I love Cameron’s movies.  TERMINATOR 2, in particular, is one of my all-time favorites.  Do I hear someone saying that it’s a trivial flick because it shows stuff like airborne 18-wheelers and massive explosions?  Of course it’s got those things!  Cameron makes commercial movies designed to be seen by millions of people, not art flicks which are going to appeal to small coteries of self-proclaimed intellectuals.

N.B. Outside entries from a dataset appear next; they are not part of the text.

PR #35253, opened 2023-04-20
GH-35252: [C++] Use FindGTestAlt.cmake by ArrowTesting

### LINKED ISSUE #35252: [C++] find_package(Arrow) may be failed without CMAKE_CXX_STANDARD project

`FindGTestAlt.cmake` uses `-DCMAKE_CXX_STANDARD=${CMAKE_CXX_STANDARD}` to check whether found GoogleTest can be used with Apache Arrow C++.

`find_package(Arrow)` also uses `FindGTestAlt.cmake`. Apache Arrow C++ always sets `CMAKE_CXX_STANDARD`. So `-DCMAKE_CXX_STANDARD=${CMAKE_CXX_STANDARD}` has no problem. But a project that uses `find_package(Arrow)` may not set `CMAKE_CXX_STANDARD`. In this case, `try_compile()` is failed with the following message:

```text
The CXX_STANDARD property on target "cmTC_ce38e" contained an invalid
  value: "".
```

* GoogleTest is used by `ArrowTesting` not `Arrow`. So we should put it to `ArrowTesting/`.
* `CMAKE_CXX_STANDARD` check is needed only when Apache Arrow C++ finds GoogleTest. It's not needed when `find_package(Arrow)` because suitable GoogleTest should be found by `find_package(GTestAlot)`. 

### Component(s)

C++

kou:
### Rationale for this change

`find_package(Arrow)` is failed when a project doesn't set `CMAKE_CXX_STANDARD`.

* `find_package(Arrow)` doesn't need to use `FindGTestAlt.cmake`. `find_package(ArrowTesting)` needs it.
* `FindGTestAlt.cmake` doesn't need to run availability check when it's called from `find_package(ArrowTesting)`. Because it's already done when Apache Arrow C++ is built.

### Are these changes tested?

Yes.

Yes.
* Closes: #35252


kou:
@github-actions crossbow submit -g nightly-packaging -g nightly-tests -g nightly-release

kou:
+1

So yes, TERMINATOR 2 was unashamedly produced to be a successful action flick.  But it also transcends that genre, because it’s a thoughtful treatment of two very real and important problems: the containment of the nuclear genie our species let out of the bottle around seventy years ago, and the control of the machine intelligence we started developing at about the same time.

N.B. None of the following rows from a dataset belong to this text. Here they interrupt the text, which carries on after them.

PR #35257, opened 2023-04-20
GH-35256: [Go] Add ToMap to Metadata

### LINKED ISSUE #35256: [Go]: Add ToMap to Metadata

`Metadata` object right now has `MetadataFrom(kv map[string]string)` that receives map. It will be useful also to have the opposite.

### Component(s)

Go

yevgenypats:

* Closes: #35256
* Closes: #35256

### DIFF
--- a/go/arrow/schema_test.go
+++ b/go/arrow/schema_test.go
@@ -22,6 +22,7 @@ import (
 	"testing"
 
 	"github.com/apache/arrow/go/v12/arrow/endian"
+	"github.com/stretchr/testify/assert"
 )
 
 func TestMetadata(t *testing.T) {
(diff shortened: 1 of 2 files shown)


go/arrow/schema_test.go
```diff
@@ -99,6 +100,9 @@ func TestMetadata(t *testing.T) {
 			if got, want := tc.md.String(), tc.serialize; got != want {
 				t.Fatalf("invalid stringer: got=%q, want=%q", got, want)
 			}
+			if len(tc.kvs) != 0 {
+				assert.Equal(t, tc.kvs, md.ToMap())
+			}
```
zeroshade, line 105: how about adding a round trip test:

create a map, construct the metadata from the map, then call `ToMap` on the result and assert the two maps are equal.

yevgenypats: I think we already have a round trip test here. We have `MetadataFrom` call on line 81

zeroshade: ah perfect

There’s no way, though, that I can agree with Cameron’s Luddite prescription for neutralizing those dangers.  I was moved, sure, by the scene in which the Arnold Schwarzenegger robot destroys itself to save humanity from the sophistication of the chip which drives its intelligence, but I remained unsentimentally conscious of the naivety of trying to save ourselves by destroying our technology.  Let’s just say that I found Cameron to be more convincing as a story-teller/movie-maker than as an eco-political philosopher.  And what a magic story-teller he is.  I was even more moved by the poetic, near-metaphysical ending to his crypto-Luddite but wonderful TITANIC.

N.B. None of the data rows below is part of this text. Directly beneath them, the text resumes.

PR #35272, opened 2023-04-21
GH-35271: [R] `[.ArrowTabular` should return ChunkedArray when num_columns is 1

### LINKED ISSUE #35271: `[.ArrowTabular` should return ChunkedArray when num_columns is 1

For consistency of behavior with DataFrame, I think it is necessary to return a Chunked Array if there is only one column in the result.

```r
> all.equal(mtcars[, 1], mtcars$mpg)
[1] TRUE

> all.equal(arrow_table(mtcars)[, 1], arrow_table(mtcars)$mpg)
[1] FALSE
```

### Component(s)

R

eitsupi:
### Rationale for this change

For consistency of behavior with DataFrame, `Table[, "foo"]` is necessary to return a Chunked Array.

### Are these changes tested?

Yes.

Yes.

* Closes: #35271

### DIFF
--- a/r/R/arrow-tabular.R
+++ b/r/R/arrow-tabular.R
@@ -135,6 +135,9 @@ as.data.frame.ArrowTabular <- function(x, row.names = NULL, optional = FALSE, ..
   if (!missing(i)) {
     x <- filter_rows(x, i, ...)
   }
+  if (x$num_columns == 1L) {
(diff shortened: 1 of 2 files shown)


eitsupi:
Sorry, I didn't realize this was already controlled by the `drop` argument. Close.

AVATAR is also an entertaining action movie, and it, too, deals with a serious and important problem: what can be done about the fact that humans are destroying the natural world?  With this latest film, though, Cameron goes WAY too far down the Luddite path–goes all the way, in fact, to acceptance of the “noble savage” solution to our ecological woes.  Adopt the ways of “indigenous” peoples such as the American Indians and the Australian Aborigines, he tells us in this movie, and the industrial way of life which is destroying our planet can be forsaken.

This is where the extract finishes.